Logs and sandboxed tool output are not part of the response. Normal successful tool execution does not print a landstrip response unless a write denial was observed ({"Filesystem":["write","/repo/out","seccomp"]}), because standard error belongs to landstrip; standard output belongs to the sandboxed tool.

Trap FD

Use --trap-fd FD to write landstrip trap denial blocks to an already-open file descriptor as JSON objects, one per line followed by a newline.

landstrip --trap-fd 3 -p policy.json cargo test 3>landstrip-traps.txt

Linux filesystem and network denials observed by the seccomp broker are emitted with the same shapes as standard error:

{"Filesystem":["write","/repo/out","seccomp"]}
{"Network":["connect","127.0.0.1:9999","seccomp"]}

The mechanism element records the kernel enforcement layer that detected the denial (e.g. seccomp or landlock).

This stream is separate from the sandboxed tool's output. If the option is omitted, landstrip is quiet unless it has to report a policy, launch, or platform error. These long-lived error messages remain on standard error and are not duplicated in the trap stream.

Trap responses are informational. The configured sandbox policy always applies. However, writing trap responses requires an already-open file descriptor and a readable file path. If the sandbox blocks writing to the descriptor, or if writing fails, the denial is quietly dropped and the policy remains in effect. On backends without per-denial callbacks the option is best-effort.

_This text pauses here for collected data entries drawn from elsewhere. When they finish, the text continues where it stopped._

PR #645, opened 2026-05-17
fix(redfin): stop bogus homes auto-refresh; filter price/type client-side

jwmoss:
## Problem

`redfin-pp-cli homes` had three issues that made filtered search workflows unreliable:

1. `homes` was registered as an auto-refreshable read path, so every call tried to generic-sync `/stingray/api/gis` without required Stingray params like `al`, `region_id`, and `region_type`. That produced noisy `sync_start` / `sync_error` / stale-cache warnings before the real search ran.
2. Stingray accepts range filters such as `min_price`, `max_price`, `min_beds`, `min_baths`, `min_sqft`, `max_sqft`, `min_year_built`, `max_year_built`, and `min_lot_size`, but observed responses do not consistently honor them server-side. The website filters those rows client-side; the CLI was returning them.
3. Stingray also accepts `uipt` for property type, but observed responses can still include rows tagged with other `uiPropertyType` values. The CLI could not enforce `--type` because the gis parser discarded `uiPropertyType`.

## Fix

- Remove `homes` from the auto-refresh registry. `homes` is a per-call search endpoint, not a list-all resource that can be safely refreshed without the user's region and filters.
- Add `filterListings` after the Stingray response parse to enforce price, beds, baths, sqft, year-built, lot-size, and property-type filters locally.
- Parse `lotSize` and `uiPropertyType` from `/api/gis` rows and surface them on `Listing` so `--lot-min` and `--type` can be enforced.
- Tighten the zero-field behavior: price and lot bounds now require known values when those filters are set; sparse non-price fields are still preserved where zero means unknown.
- Fix the generated `RetryAfter` helper so future Unix epoch seconds/milliseconds are parsed before numeric values are treated as delta seconds. This clears the existing full-package test failure.
- Regenerate the `cli-skills/pp-redfin` mirror in a bot-authored commit for the SKILL freshness-contract update.

## Validation

| Check | Result |
|---|---|
| `go test ./internal/cli/... ./internal/redfin/...` | PASS |
| `go test ./...` | PASS |
| `go vet ./...` | PASS |
| `python3 .github/scripts/verify-skill/verify_skill.py --dir library/other/redfin` | PASS |
| `go run ./tools/generate-skills/main.go` | PASS, generated mirror updated |
| `git diff --check` | PASS |

Live smoke, price/type filter:

```bash
go run ./cmd/redfin-pp-cli homes --region-slug "city/30818/TX/Austin" \
  --price-min 700000 --price-max 900000 --beds-min 3 --baths-min 2.5 \
  --type house --sort price-asc --limit 350 --json --no-cache --rate-limit 1 \
  | jq '{count: length, missing_price: (map(select(.price == null or .price == 0)) | length), non_house: (map(select(.ui_property_type != 1 and .ui_property_type != null)) | length), under_price: (map(select(.price != null and .price != 0 and .price < 700000)) | length), over_price: (map(select(.price != null and .price > 900000)) | length)}'
```

Result:

```json
{
  "count": 30,
  "missing_price": 0,
  "non_house": 0,
  "under_price": 0,
  "over_price": 0
}
```

Live smoke, lot-size filter:

```bash
go run ./cmd/redfin-pp-cli homes --region-slug "city/30818/TX/Austin" \
  --lot-min 10000 --limit 350 --json --no-cache --rate-limit 1 \
  | jq '{count: length, missing_lot: (map(select(.lot_size == null or .lot_size == 0)) | length), under_lot: (map(select(.lot_size != null and .lot_size != 0 and .lot_size < 10000)) | length)}'
```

The descriptor must be 3 or greater (standard I/O descriptors 0-2 are reserved).

Development

Commit messages

  • <subsystem>: <message>
  • Long description for non-trivial changes.
  • Kernel style commit messages.
  • Signed-off-by

Documenting errors

The following snippet demonstrates the recommended pattern for documenting the return values on error:

/// # Errors
///
/// Returns [`<variant's unqualified name>`](<variant's unqualified name>)
/// Returns ...

Licensing

The JavaScript npm wrapper is licensed under Apache-2.0. The Rust source and native binaries are licensed under LGPL-2.1-or-later. Corresponding source for each published native binary is available from the GitHub repository tag that matches the package version.